**Task description**:
Nothing past the line containing "and described in" belongs in the output. Copy exactly every line of the data below from the first up to and including it.

**Dataset extract**:
PR #90, opened 2022-09-26
ENH: support result_type

tylerjereddy:
* add changes needed to support the array API data type function `result_type()`, which is tested by
`array_api_tests/test_data_type_functions.py::test_result_type` and described in the standard at:
  - https://data-apis.org/array-api/latest/API_specification/generated/signatures.data_type_functions.result_type.html?highlight=result_type
  - https://data-apis.org/array-api/latest/API_specification/type_promotion.html#type-promotion

* surprisingly, this relatively simple draft logic already passes the array API test, but I'm certain this is far too simple to handle all cases for us beyond the simplest ones; still, it is a start on our type promotion rules

* I don't think this will work with views yet (or what we'll eventually call arrays), but it seems to pass the dtype tests used by the conformance suite at least

### DIFF
--- a/.github/workflows/array_api.yml
+++ b/.github/workflows/array_api.yml
@@ -45,4 +45,4 @@ jobs:
           pip install -r requirements.txt
           export ARRAY_API_TESTS_MODULE=pykokkos
           # only run a subset of the conformance tests to get started
-          pytest array_api_tests/meta/test_broadcasting.py array_api_tests/meta/test_equality_mapping.py array_api_tests/meta/test_signatures.py array_api_tests/meta/test_special_cases.py array_api_tests/test_constants.py array_api_tests/meta/test_utils.py array_api_tests/test_creation_functions.py::test_ones array_api_tests/test_creation_functions.py::test_ones_like
+          pytest array_api_tests/meta/test_broadcasting.py array_api_tests/meta/test_equality_mapping.py array_api_tests/meta/test_signatures.py array_api_tests/meta/test_special_cases.py array_api_tests/test_constants.py array_api_tests/meta/test_utils.py array_api_tests/test_creation_functions.py::test_ones array_api_tests/test_creation_functions.py::test_ones_like array_api_tests/test_data_type_functions.py::test_result_type
--- a/pykokkos/interface/views.py
+++ b/pykokkos/interface/views.py
@@ -577,6 +577,60 @@ def asarray(obj, /, *, dtype=None, device=None, copy=None):
     return ret
 
 
+def result_type(*arrays_and_dtypes):
+    """
+    Returns the dtype that results from applying the type promotion rules to the arguments.
+
+    Parameters
+        arrays_and_dtypes (Union[array, dtype]) – an arbitrary number of input arrays and/or dtypes.
+
+    Returns
+        out (dtype) – the dtype resulting from an operation involving the input arrays and dtypes.
+
+    """
+    # TODO: we'll probably want objects for "categories
+    # of types" to simplify the logic here eventually..
+    types_seen = []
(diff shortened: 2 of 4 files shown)


.github/workflows/array_api.yml
```diff
@@ -45,4 +45,4 @@ jobs:
           pip install -r requirements.txt
           export ARRAY_API_TESTS_MODULE=pykokkos
           # only run a subset of the conformance tests to get started
-          pytest array_api_tests/meta/test_broadcasting.py array_api_tests/meta/test_equality_mapping.py array_api_tests/meta/test_signatures.py array_api_tests/meta/test_special_cases.py array_api_tests/test_constants.py array_api_tests/meta/test_utils.py array_api_tests/test_creation_functions.py::test_ones array_api_tests/test_creation_functions.py::test_ones_like
+          pytest array_api_tests/meta/test_broadcasting.py array_api_tests/meta/test_equality_mapping.py array_api_tests/meta/test_signatures.py array_api_tests/meta/test_special_cases.py array_api_tests/test_constants.py array_api_tests/meta/test_utils.py array_api_tests/test_creation_functions.py::test_ones array_api_tests/test_creation_functions.py::test_ones_like array_api_tests/test_data_type_functions.py::test_result_type
```
tylerjereddy, line 48: We may want to try splitting this over several lines before it gets too silly, although GitHub still does "ok" to highlight the change.

pykokkos/interface/views.py
```diff
@@ -577,6 +577,60 @@ def asarray(obj, /, *, dtype=None, device=None, copy=None):
...
+    """
+    Returns the dtype that results from applying the type promotion rules to the arguments.
+
+    Parameters
+        arrays_and_dtypes (Union[array, dtype]) – an arbitrary number of input arrays and/or dtypes.
+
+    Returns
+        out (dtype) – the dtype resulting from an operation involving the input arrays and dtypes.
+
+    """
```
tylerjereddy, line 590: Not exactly `numpydoc` compliant docstring, could fix that.

We don't handle mixed types yet--the standard gives us some flexibility on those, which is why we can get away with just the simple same-category logic for now. For example, it is up to us to decide how to handle a mixture of float and int types.

NaderAlAwar: I think we use different formats in different parts of the project, but I think for now you should use the format we use in this file. Also I think you're missing the type annotation for the return type

pykokkos/interface/views.py
```diff
@@ -577,6 +577,60 @@ def asarray(obj, /, *, dtype=None, device=None, copy=None):
...
+            if pk.iinfo(dtype).max > pk.iinfo(largest_int).max:
+                largest_int = dtype
+        return largest_int
+    elif float_types_seen and (not uint_types_seen) and (not int_types_seen):
+        largest_float = float_types_seen[0]
+        for dtype in float_types_seen[1:]:
+            if pk.finfo(dtype).max > pk.finfo(largest_float).max:
+                largest_float = dtype
+        return largest_float
+
```
NaderAlAwar, line 633: A few comments here:
1. Since we're returning in each body of the `if` and `elif` blocks, you can replace the `elif`s with `if`s.
2. Since the logic is identical in each `elif` block, I think you should extract the logic in each to a separate function, something like `get_largest_type(types_seen)` or something.
3. You're probably still working on this, but it seems nothing is returned if none of the conditions are met?
4. Can you add a unit test for this?

tylerjereddy:
I think I addressed most of the comments in the latest commit--see the commit message for details. I'm not sure I agreed with all the suggestions, but pretty sure I made them all anyway.

NaderAlAwar (approved):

**Solution**:
PR #90, opened 2022-09-26
ENH: support result_type

tylerjereddy:
* add changes needed to support the array API data type function `result_type()`, which is tested by
`array_api_tests/test_data_type_functions.py::test_result_type` and described in the standard at:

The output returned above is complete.